[v2] fix two bugs related to page_pool

[PATCH net v2 1/2] page_pool: fix timing for checking and disabling napi_local

Posted by Yunsheng Lin 2 months ago

page_pool page may be freed from skb_defer_free_flush() to
softirq context, it may cause concurrent access problem for
pool->alloc cache due to the below time window, as below,
both CPU0 and CPU1 may access the pool->alloc cache
concurrently in page_pool_empty_alloc_cache_once() and
page_pool_recycle_in_cache():

          CPU 0                           CPU1
    page_pool_destroy()          skb_defer_free_flush()
           .                               .
           .                   page_pool_put_unrefed_page()
           .                               .
           .               allow_direct = page_pool_napi_local()
           .                               .
page_pool_disable_direct_recycling()       .
           .                               .
page_pool_empty_alloc_cache_once() page_pool_recycle_in_cache()

Use rcu mechanism to avoid the above concurrent access problem.

Note, the above was found during code reviewing on how to fix
the problem in [1].

1. https://lore.kernel.org/lkml/8067f204-1380-4d37-8ffd-007fc6f26738@kernel.org/T/

Fixes: dd64b232deb8 ("page_pool: unlink from napi during destroy")
Signed-off-by: Yunsheng Lin <linyunsheng@huawei.com>
CC: Alexander Lobakin <aleksander.lobakin@intel.com>
---
 net/core/page_pool.c | 31 ++++++++++++++++++++++++++++---
 1 file changed, 28 insertions(+), 3 deletions(-)

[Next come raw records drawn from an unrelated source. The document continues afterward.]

PR #952, opened 2019-06-25
 fix(infrastructure): types generated directory problem

TroyTae:
- fix lint/compile error
 - set "declarationDir" in tsconfig
 - add "types" property in dialog
 - add validate code that to check existence of definition file

### DIFF
--- a/scripts/release/verify-pkg-main.js
+++ b/scripts/release/verify-pkg-main.js
@@ -37,15 +37,13 @@ if (!isValidCwd) {
 }
 
 let invalidMains = 0;
+let invalidTypes = 0;
 globSync('packages/*/package.json').forEach((jsonPath) => {
   const packageInfo = JSON.parse(fs.readFileSync(jsonPath));
-  if (!packageInfo.main) {
-    return;
-  }
-
   let isInvalid = false;
+  let isTypesInvalid = false;
 
-  const mainPath = path.join(path.dirname(jsonPath), packageInfo.main);
+  const mainPath = path.join(path.dirname(jsonPath), packageInfo.main || '');
   if (mainPath.indexOf('dist') < 0) {
     isInvalid = true;
     console.error(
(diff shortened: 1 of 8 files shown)


scripts/release/verify-pkg-main.js
```diff
@@ -31,37 +31,66 @@ const isValidCwd = fs.existsSync('packages');
...
     invalidMains++;
   }
+  if (isTypesInvalid) {
+    invalidTypes++;
+  }
 });
-
-if (invalidMains > 0) {
-  console.error(`${invalidMains} incorrect main property values found; please fix.`);
+if (invalidMains > 0 || invalidTypes > 0) {
```
moog16: @TroyTae I updated this - let me know if you disagree with anything.

test/unit/menu/MenuList.test.tsx
```diff
@@ -3,7 +3,7 @@ import {assert} from 'chai';
 import * as td from 'testdouble';
 import {shallow, mount} from 'enzyme';
 import {MenuList} from '../../../packages/menu/index';
-import List from '../../../packages/list/index';
+import List from '../../../packages/list';
```
moog16: I don't think we should be doing this...I see the innerRef error, but this is indicating to us that there is an error with our types

scripts/release/verify-pkg-main.js
TroyTae: I agree to declare invalidTypes.
But we can remove isTypesInvalid and use isInvalid..!

moog16: There are 2 different messages though.

test/unit/menu/MenuList.test.tsx
TroyTae: Ah I see, then let's fix this another PR!

scripts/release/verify-pkg-main.js
TroyTae: I got it now!

PR #953, opened 2019-06-25
fix(ripple) broken relative imports

arichiv:
The issue seems to be at the webpack stage; we need to prevent it looking across packages.
This should be the final fix for #936


moog16:
@arichiv great! Thanks for driving this home. I was going to do a release today. I think I'm going to go ahead with it. This can be a patch release.

arichiv:
For sure! I can rebase on whatever, and the changes from this could use longer to bake IMO

moog16:
agreed! sounds good

arichiv:
Looks like it's not webpack, it's in the typescript build itself

packages/button/index.tsx
```diff
@@ -22,11 +22,13 @@
 
 import React from 'react';
 import classnames from 'classnames';
-import {withRipple, InjectedProps} from '@material/react-ripple';
+import {withRipple, InjectedProps, RippledComponentProps} from '@material/react-ripple';
```
arichiv: @moog16 I traced this to a typescript error not unlike https://github.com/microsoft/TypeScript/pull/24874 (cc: @weswigham)

If we do not explicitly import `RippledComponentProps` the resulting [typefile](https://termbin.com/w4ez) attempts a relative import at the bottom (`import("../ripple").RippledComponentProps`).

If we do explicitly import `RippledComponentProps` (and use/export it as required to avoid lint errors) the resulting [typefile](https://termbin.com/6ow4) is able to directly use the imported type (`RippledComponentProps`).

This appears to be an issue in typescript resolution/expansion itself. The import at the top is left alone, but the generated one at the bottom will default to a relative import.

arichiv: We can wait for a fix in the typescript repo (I do not have the time to dig into that) or add these dummy type exports to allow proper import of `RippledComponentProps` in all 10 affected packages (see this file for an example).

moog16: The TS PR that you linked should already be in the TS library, no? 

I think we'll be better off adding the line you added to all the components needing it.

packages/button/index.tsx
```diff
@@ -22,11 +22,13 @@
...
 
 import {CSS_CLASSES} from './constant';
 
 type ButtonTypes = HTMLAnchorElement | HTMLButtonElement;
+// TODO(https://github.com/material-components/material-components-web-react/pull/953)
+export type removeOnceTypeResolutionIsFixed = RippledComponentProps<ButtonTypes>;
```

diff --git a/net/core/page_pool.c b/net/core/page_pool.c
index a813d30d2135..bec6e717cd22 100644
--- a/net/core/page_pool.c
+++ b/net/core/page_pool.c
@@ -818,8 +818,17 @@ static bool page_pool_napi_local(const struct page_pool *pool)
 void page_pool_put_unrefed_netmem(struct page_pool *pool, netmem_ref netmem,
 				  unsigned int dma_sync_size, bool allow_direct)
 {
-	if (!allow_direct)
+	bool allow_direct_orig = allow_direct;
+
+	/* page_pool_put_unrefed_netmem() is not supposed to be called with
+	 * allow_direct being true after page_pool_destroy() is called, so
+	 * the allow_direct being true case doesn't need synchronization.
+	 */
+	DEBUG_NET_WARN_ON_ONCE(allow_direct && pool->destroy_cnt);
+	if (!allow_direct_orig) {
+		rcu_read_lock();
 		allow_direct = page_pool_napi_local(pool);
+	}
 
 	netmem =
 		__page_pool_put_page(pool, netmem, dma_sync_size, allow_direct);
@@ -828,6 +837,9 @@ void page_pool_put_unrefed_netmem(struct page_pool *pool, netmem_ref netmem,
 		recycle_stat_inc(pool, ring_full);
 		page_pool_return_page(pool, netmem);
 	}
+
+	if (!allow_direct_orig)
+		rcu_read_unlock();
 }
 EXPORT_SYMBOL(page_pool_put_unrefed_netmem);
 
@@ -861,6 +873,7 @@ void page_pool_put_page_bulk(struct page_pool *pool, void **data,
 	bool allow_direct;
 	bool in_softirq;
 
+	rcu_read_lock();
 	allow_direct = page_pool_napi_local(pool);
 
 	for (i = 0; i < count; i++) {
@@ -876,8 +889,10 @@ void page_pool_put_page_bulk(struct page_pool *pool, void **data,
 			data[bulk_len++] = (__force void *)netmem;
 	}
 
-	if (!bulk_len)
+	if (!bulk_len) {
+		rcu_read_unlock();
 		return;
+	}
 
 	/* Bulk producer into ptr_ring page_pool cache */
 	in_softirq = page_pool_producer_lock(pool);
@@ -892,14 +907,18 @@ void page_pool_put_page_bulk(struct page_pool *pool, void **data,
 	page_pool_producer_unlock(pool, in_softirq);
 
 	/* Hopefully all pages was return into ptr_ring */
-	if (likely(i == bulk_len))
+	if (likely(i == bulk_len)) {
+		rcu_read_unlock();
 		return;
+	}
 
 	/* ptr_ring cache full, free remaining pages outside producer lock
 	 * since put_page() with refcnt == 1 can be an expensive operation
 	 */
 	for (; i < bulk_len; i++)
 		page_pool_return_page(pool, (__force netmem_ref)data[i]);
+
+	rcu_read_unlock();
 }
 EXPORT_SYMBOL(page_pool_put_page_bulk);
 
@@ -1121,6 +1140,12 @@ void page_pool_destroy(struct page_pool *pool)
 		return;
 
 	page_pool_disable_direct_recycling(pool);
+
+	/* Wait for the freeing side see the disabling direct recycling setting
+	 * to avoid the concurrent access to the pool->alloc cache.
+	 */
+	synchronize_rcu();
+
 	page_pool_free_frag(pool);
 
 	if (!page_pool_release(pool))
-- 
2.33.0

Re: [PATCH net v2 1/2] page_pool: fix timing for checking and disabling napi_local

Posted by Jakub Kicinski 1 month, 3 weeks ago

On Wed, 25 Sep 2024 15:57:06 +0800 Yunsheng Lin wrote:
> Use rcu mechanism to avoid the above concurrent access problem.
> 
> Note, the above was found during code reviewing on how to fix
> the problem in [1].

The driver must make sure NAPI cannot be running while
page_pool_destroy() is called. There's even an WARN()
checking this.. if you know what to look for.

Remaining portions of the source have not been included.